この度、理事長に就任いたしました大橋でございます。微力ながら全力を尽くし、不動産取引の適正化と円滑化を図り、不動産流通市場の活性化を通じて住生活の向上に寄与してまいりたいと存じます。
さて、我が国経済は、世界的な金融危機が実体経済に波及し、景気は急速に悪化いたしました。不動産流通市場も、その例外ではありません。このような経済環境にあって、昨年度は、税制では住宅ローン減税制度が延長されるとともに大幅に拡充され、そのほかにも不動産取得税、登録免許税に関する特例の延長などが講じられました。金融面では、住宅金融支援機構のフラット35における優遇金利の既存住宅への適用拡大などの改善が図られました。また政策面では「住宅基本法」で打ち出された「ストック重視」の理念の具体化へ向け、昨年12月に「長期優良住宅の普及の促進に関する法律」が成立するなど、既存住宅を中心とした不動産流通を促進するための施策が講じられてきております。これらの施策が効果を発揮し、住宅・不動産市場の一日も早い回復が期待されるところであります。
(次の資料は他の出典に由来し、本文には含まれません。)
PR #3479, opened 2023-09-28
MNTOR-2193 - use API to check OneRep status as needed, do not depend on webhook for UI

rhelmer:
# References: 
Jira: MNTOR-2193

# Description

- remove "development" gates around current polling
- compare current remote scan results against the DB on every dashboard load, and store any newer results
  - but fall back to database if there are any errors

# How to test

Using the site locally should now be equivalent on stage/prod - we will still process webhooks when they come in, but always check the remote status for UI purposes (and fall back to database if necessary).


src/app/(proper_react)/redesign/(authenticated)/user/dashboard/page.tsx
```diff
@@ -33,7 +40,45 @@ export default async function DashboardPage() {
...
+
+  // Attempt to fetch the current scan results from the provider.
+  // If anything is newer, add it to the database.
+  // Continue if there are any errors.
+  try {
+    const currentScan = await getAllScanResults(profileId);
+    const newScanResults: ScanResult[] = [];
+    currentScan.forEach((current) => {
+      latestScan.results.forEach((latest) => {
+        console.debug(new Date(current.updated_at), latest.updated_at);
```
Vinnl, line 54: Forgot to remove? (Or alternatively, to add more detail to.)

```suggestion
```

src/app/(proper_react)/redesign/(authenticated)/user/dashboard/page.tsx
```diff
@@ -33,7 +40,45 @@ export default async function DashboardPage() {
...
   const latestScan = await getLatestOnerepScanResults(profileId);
+
+  // Attempt to fetch the current scan results from the provider.
+  // If anything is newer, add it to the database.
+  // Continue if there are any errors.
+  try {
+    const currentScan = await getAllScanResults(profileId);
+    const newScanResults: ScanResult[] = [];
+    currentScan.forEach((current) => {
+      latestScan.results.forEach((latest) => {
```
Vinnl, line 53: This might be easier to follow using something like `const newScanResults = currentScan.map(({ results }) => results.filter(/* ... */)).flat()`?

(But that might also just be personal preference.)

src/app/(proper_react)/redesign/(authenticated)/user/dashboard/page.tsx
```diff
@@ -33,7 +40,45 @@ export default async function DashboardPage() {
...
+          new Date(current.updated_at) > latest.updated_at
+        ) {
+          newScanResults.push(current);
+        }
+      });
+    });
+
+    if (newScanResults.length > 0) {
+      const scanId = latestScan?.scan?.id;
+      if (!scanId && typeof scanId === "number") {
```
Vinnl, line 67: I might be misunderstanding this, but doesn't this only trigger if `scanId === 0`? I'd expect:

```suggestion
      if (typeof scanId !== "number") {
```

src/app/(proper_react)/redesign/(authenticated)/user/dashboard/page.tsx
```diff
@@ -33,7 +40,45 @@ export default async function DashboardPage() {
     return redirect("/redesign/user/welcome/");
   }
 
+  // This contains the latest scan results in our database.
   const latestScan = await getLatestOnerepScanResults(profileId);
+
+  // Attempt to fetch the current scan results from the provider.
```
Vinnl, line 46: Might it make sense to extract this into a `refreshStoredScanResults` function? Since I assume the same code needs to run in response to webhook calls? (Or does the Webhook call already include the latest data?)

Vinnl (approved):

src/app/(proper_react)/redesign/(authenticated)/user/dashboard/page.tsx
rhelmer: Yeah forgot to remove, thanks!

src/app/(proper_react)/redesign/(authenticated)/user/dashboard/page.tsx
rhelmer: Hm yeah I don't use the various array functions enough... I wonder if https://developer.mozilla.org/en-US/docs/Web/JavaScript/Reference/Global_Objects/Array/flatMap could simplify it further? Will see what I can come up with.

src/app/(proper_react)/redesign/(authenticated)/user/dashboard/page.tsx
rhelmer: The webhook payload only includes the scan ID that needs update, sadly :/ I'll see if there's any opportunity for more code sharing though: https://github.com/mozilla/blurts-server/blob/main/src/app/api/v1/onerep-events/route.ts

rhelmer: OK I extracted this to a server function and out of the dashboard component for readability - I think it could be used from the onerep-events webhook potentially but there are some differences:

1. the webhook includes the scan ID as well as the profile ID, and we don't try to filter duplicates
2. `refreshStoredScanResults` as-is just refreshes everything for a give profile ID, filtering duplicates

We could have one function that could do both, but they don't have that much in common except for a few function calls to functions in the `onerep.ts` module.

src/app/(proper_react)/redesign/(authenticated)/user/dashboard/page.tsx
rhelmer: OK I can't figure out a way that seems more readable :/ to be clear, what this needs to do is:

1. fetch the latest results from remote and the db and add any new scan IDs
2. compare each element in the array, if any IDs match then only update if `updated_at` is newer

Vinnl: Woah! I did not know that `.flatMap` was actually already standardised and widely supported! I'd have written a more complete diff, but it's merged already, so :shrug:

PR #3480, opened 2023-09-28
Avoid error about undefined `navigator`

Vinnl:
When server-rendering, `navigator` is not defined - but by comparing that variable directly with `undefined`, we're still referring to it and thus still triggering an error message. Passing it into `typeof` avoids that.


flozia (approved):
Thanks!

PR #3483, opened 2023-09-28
MNTOR-1945 - Data broker logos logic

codemist:
# References: 
Jira: MNTOR-1945

# Description
Adds the logic for dynamically importing data broker logos. Sampled a couple for now, tracking this list: https://docs.google.com/spreadsheets/d/10oLIpgfCA1PKLy1wCLaPzo4f_-Zj6f6TCYV5AUytv5k/edit#gid=0

# Screenshot (if applicable)

image

### DIFF
--- a/src/client/css/partials/breaches.css
+++ b/src/client/css/partials/breaches.css
@@ -221,6 +221,7 @@
 .breach-row .breach-company .breach-logo,
 .breach-row .breach-company img {
   height: 1.5rem;
+  width: 1.5rem;
   display: inline-block;
   vertical-align: bottom;
   margin-right: var(--padding-xs);


src/app/components/client/ExposureCard.tsx
```diff
@@ -44,15 +44,44 @@ export type ExposureCardProps = {
...
-  );
+  const [dataBrokerImage, setDataBrokerImage] = useState<ReactNode>();
+
+  useEffect(() => {
+    const loadDataBrokerImage = async () => {
+      if (isScanResult(exposureData)) {
+        const cleanedName = exposureData.data_broker.split(".")[0];
+        try {
+          const logo = await import(
+            `../client/assets/data-brokers/${cleanedName}.jpg`
```
pdehaan, line 55: Interesting. Is this a temp thing until these move to a/the CDN?

src/app/components/client/ExposureCard.tsx
```diff
@@ -44,15 +44,44 @@ export type ExposureCardProps = {
...
+          setDataBrokerImage(<Image src={logo.default} alt="" />);
+        } catch (error) {
+          // Default to circle logos if logo is not found
+          setDataBrokerImage(<FallbackLogo name={cleanedName} />);
+        }
+      }
+    };
+
+    loadDataBrokerImage().catch((error) => {
+      console.error("Error loading logo:", error);
```
pdehaan, line 66: Q: Where does this `console.error()` go?
Should we log it to Sentry?

src/app/components/client/ExposureCard.tsx
```diff
@@ -151,15 +180,7 @@ const ScanResultCard = (props: ScanResultCardProps) => {
...
-                exposureImg ? (
-                  <Image
-                    className={styles.exposureImage}
-                    alt=""
-                    src={exposureImg}
-                  />
-                ) : (
-                  <FallbackLogo name={scanResult.data_broker} />
-                )
+                exposureImg ?? <FallbackLogo name={scanResult.data_broker} />
```
pdehaan, line 183: Not sure this matters, but I noticed we used a `cleanedName` version above.
```js
const cleanedName = exposureData.data_broker.split(".")[0];
...
setDataBrokerImage(<FallbackLogo name={cleanedName} />);
```

Although maybe `cleanedName` is irrelevant if we're only looking at the first character anyways and this comment is delightfully moot.
```js
props.name.substring(0, 1)
```

src/app/components/client/assets/data-brokers/arivify.jpg
pdehaan, line 1: @maxxcrawford Any guidance here on whether we were better off w/ transparent PNGs for the old, bespoke breach logos?
Not sure of the status of "dark mode" version of Monitor and if it matters, but otherwise the logos all seemed to be 120&times;30px and looked 👌.

src/app/components/client/ExposureCard.tsx
```diff
@@ -45,15 +45,44 @@ export type ExposureCardProps = {
...
-    <ScanResultCard {...props} scanResult={exposureData} />
-  ) : (
-    <SubscriberBreachCard {...props} subscriberBreach={exposureData} />
-  );
+  const [dataBrokerImage, setDataBrokerImage] = useState<ReactNode>();
+
+  useEffect(() => {
+    const loadDataBrokerImage = async () => {
+      if (isScanResult(exposureData)) {
+        const cleanedName = exposureData.data_broker.split(".")[0];
```
Vinnl, line 53: It's probably a good idea to leave the TLD on, both to make it easier to find the website the logo was from, as well as to avoid problems if by any chance two instances share the same name but a different TLD (e.g. `truthfinder.com` vs `truthfinder.net`).

src/app/components/client/ExposureCard.tsx
```diff
@@ -45,15 +45,44 @@ export type ExposureCardProps = {
...
+        try {
+          const logo = await import(
+            `../client/assets/data-brokers/${cleanedName}.jpg`
+          );
+          setDataBrokerImage(<Image src={logo.default} alt="" />);
```
Vinnl, line 58: While I assume this works, React has [built-in affordances](https://react.dev/reference/react/lazy) to support lazily loading components, and using that presumably allows it to optimise the render order and be more robust to future updates.

I believe you would implement that something like this:

```tsx
export const DataBrokerImage = (props: { name: string }) => {
  const DataBrokerLogo = lazy(() => import(`../client/asserts/data-brokers/${name}.jpg`).then(logo => ({
    default: <Image src={logo.default} alt="" />,
  }));

  return (
    <Suspense fallback={<FallbackLogo name={name}/>}>
      <DataBrokerLogo/>
    </Suspense>
  );
};
```

And then you should be able to pass `<DataBrokerImage name={cleanedName} />` into `ScanResultCard`'s `exposureImg`.

Vinnl (commented):
The general approach seems fine, but I'd like to outsource the lazy-loading of the image of React's idiomatic `lazy` API, if possible.

And yeah, I guess it's time to add a ticket to the backlog to discuss with SRE on how to use a CDN?

src/app/components/client/ExposureCard.tsx
```diff
@@ -45,15 +45,44 @@ export type ExposureCardProps = {
...
-  );
+  const [dataBrokerImage, setDataBrokerImage] = useState<ReactNode>();
+
+  useEffect(() => {
+    const loadDataBrokerImage = async () => {
+      if (isScanResult(exposureData)) {
+        const cleanedName = exposureData.data_broker.split(".")[0];
+        try {
+          const logo = await import(
+            `../client/assets/data-brokers/${cleanedName}.jpg`
```
Vinnl, line 56: Oh, and one more thing: wouldn't `.png` be a more logical format for logos? As I understood it, JPEGs are good for photos, whereas PNGs are more optimised for computer graphics?

src/app/components/client/ExposureCard.tsx
rhelmer: It goes to the GCP logs - if it's something we expect might happen occasionally (and there's not much need to investigate and have a stack trace etc) then going through Sentry isn't necessary.

To send to Sentry, you could use `captureException(error)` from Sentry module. Sentry also catches unhandled exceptions, but that means an error page will be displayed to the user, so if we have a fallback in place then that's likely not what we want.

src/app/components/client/ExposureCard.tsx
Vinnl: Yeah that's right, that's why in my example code the function I passed into `lazy` didn't just the `import` of the image, but then also wrapped it in a component and returned _that_ on the `default` property. Maybe it's easier to follow if I split it up:

```ts
async function importImageInComponent(name: string) => {
  const logo = await import(`../client/asserts/data-brokers/${name}.jpg`);
  return {
    default: <Image src={logo.default} alt="" />,
  };
};

const DataBrokerLogo = lazy(() => importImageInComponent(name));
```

And yeah, the `lazy` you're seeing in the DOM is a different one: [this one](https://developer.mozilla.org/en-US/docs/Web/HTML/Element/Img#lazy) rather than [this one](https://react.dev/reference/react/lazy). They do similar things in different situations, hence the similar names.

src/app/components/client/ExposureCard.tsx
```diff
@@ -44,31 +44,51 @@ export type ExposureCardProps = {
...
+    return {
+      default: ImageComponent,
+    };
+  } catch {
+    const FallBackLogo = () => <FallbackLogo name={name} />;
+    return {
+      default: FallBackLogo,
+    };
+  }
+}
```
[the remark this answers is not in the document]
Vinnl: Ooh yeah, would be nice to be able to see in Sentry which logos people are most often not seeing logos for (and e.g. if OneRep has added new data brokers we do not have logos for yet).

Vinnl (approved):
The change looks good. Some unit tests are failing though, because React thinks you might want to test the loading process. Since it's just loading images without user interaction, it's not that interesting to test, so I think a fine solution would be to just extract the `<DataBrokerImage>` into a separate file, and then mock that in a test.

Which would be a neat thing to practice, so you may want to consider doing that yourself :) I can also imagine you not feeling like that after the hassle with lazy loading, though, so if so, I've got a PR for you here: https://github.com/mozilla/blurts-server/pull/3511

当協会としましては、住宅・不動産市場活性化に向けての調査研究活動と政策提言活動、不動産取引の適正化と不動産流通市場の信頼性を高めるための研修活動、消費者の皆様に既存住宅流通市場への認識を深めていただくための効果的な広報活動などに取り組んでまいります。これらの活動を継続、拡充しながら、近い将来、既存住宅市場が新築住宅市場に匹敵する“流通新時代”を迎え、ストック重視の理念が名実共に実現されるよう努力してまいりたいと存じます。
皆様方の一層のご理解とご協力をよろしくお願いいたします。